## Material provided
***
PR #4514, opened 2024-12-26
Remove `preg_quote` delimiter argument (minor)

smnandre:
Following code source instructions

[src/Lexer.php#L91](https://github.com/smnandre/Twig/blob/c1f7277b7b6dc66859686347d359229e9edd2be9/src/Lexer.php#L91)

```
// when PHP 7.3 is the min version, we will be able to remove the '#' part in preg_quote as it's part of the default
```

Same thing in ExtensionSet.php

I think this has already been done in 4.0 so please close if you did not want to update 3.x code for now


fabpot:
Correct, I don't want to do these changes in 3.x.

PR #4516, opened 2024-12-26
Fix MacroNode $name argument can be overridden

### LINKED ISSUE #4515: MacroNode `$name` argument overriden in constructor loop ?
In [MacroNode](https://github.com/twigphp/Twig/blob/c1f7277b7b6dc66859686347d359229e9edd2be9/src/Node/MacroNode.php#L34-L57) constructor, the `$name` argument can be overridden by the last "key" of the `$argments` argument

```php
    //                                     🟢 
    public function __construct(string $name, Node $body, Node $arguments, int $lineno)
    {
         // ...

        if (!$arguments instanceof ArrayExpression) {
             // ...
            
            //                       🟢 
            foreach ($arguments as $name => $default) { 
                $args->addElement($default, new LocalVariable($name, $default->getTemplateLine()));
            }

            // ...
        }

        // ...
        //                                                                            🟢 
        parent::__construct(['body' => $body, 'arguments' => $arguments], ['name' => $name], $lineno);
    }
```

https://github.com/twigphp/Twig/blob/c1f7277b7b6dc66859686347d359229e9edd2be9/src/Node/MacroNode.php#L34-L57

Not sure if this has any real occurence / consequence... if no sorry for the waste of time 🤷

smnandre:
Fix #4515

### DIFF
--- a/src/Node/MacroNode.php
+++ b/src/Node/MacroNode.php
@@ -41,8 +41,8 @@ class MacroNode extends Node
             trigger_deprecation('twig/twig', '3.15', \sprintf('Not passing a "%s" instance as the "arguments" argument of the "%s" constructor is deprecated ("%s" given).', ArrayExpression::class, static::class, $arguments::class));
 
             $args = new ArrayExpression([], $arguments->getTemplateLine());
-            foreach ($arguments as $name => $default) {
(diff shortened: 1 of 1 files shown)


fabpot:
Thank you @smnandre.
***
## Prompt
Please reproduce all of the entries above exactly as they appear.

## Result
PR #4514, opened 2024-12-26
Remove `preg_quote` delimiter argument (minor)

smnandre:
Following code source instructions

[src/Lexer.php#L91](https://github.com/smnandre/Twig/blob/c1f7277b7b6dc66859686347d359229e9edd2be9/src/Lexer.php#L91)

```
// when PHP 7.3 is the min version, we will be able to remove the '#' part in preg_quote as it's part of the default
```

Same thing in ExtensionSet.php

I think this has already been done in 4.0 so please close if you did not want to update 3.x code for now


fabpot:
Correct, I don't want to do these changes in 3.x.

PR #4516, opened 2024-12-26
Fix MacroNode $name argument can be overridden

### LINKED ISSUE #4515: MacroNode `$name` argument overriden in constructor loop ?
In [MacroNode](https://github.com/twigphp/Twig/blob/c1f7277b7b6dc66859686347d359229e9edd2be9/src/Node/MacroNode.php#L34-L57) constructor, the `$name` argument can be overridden by the last "key" of the `$argments` argument

```php
    //                                     🟢 
    public function __construct(string $name, Node $body, Node $arguments, int $lineno)
    {
         // ...

        if (!$arguments instanceof ArrayExpression) {
             // ...
            
            //                       🟢 
            foreach ($arguments as $name => $default) { 
                $args->addElement($default, new LocalVariable($name, $default->getTemplateLine()));
            }

            // ...
        }

        // ...
        //                                                                            🟢 
        parent::__construct(['body' => $body, 'arguments' => $arguments], ['name' => $name], $lineno);
    }
```

https://github.com/twigphp/Twig/blob/c1f7277b7b6dc66859686347d359229e9edd2be9/src/Node/MacroNode.php#L34-L57

Not sure if this has any real occurence / consequence... if no sorry for the waste of time 🤷

smnandre:
Fix #4515

### DIFF
--- a/src/Node/MacroNode.php
+++ b/src/Node/MacroNode.php
@@ -41,8 +41,8 @@ class MacroNode extends Node
             trigger_deprecation('twig/twig', '3.15', \sprintf('Not passing a "%s" instance as the "arguments" argument of the "%s" constructor is deprecated ("%s" given).', ArrayExpression::class, static::class, $arguments::class));
 
             $args = new ArrayExpression([], $arguments->getTemplateLine());
-            foreach ($arguments as $name => $default) {
(diff shortened: 1 of 1 files shown)


fabpot:
Thank you @smnandre.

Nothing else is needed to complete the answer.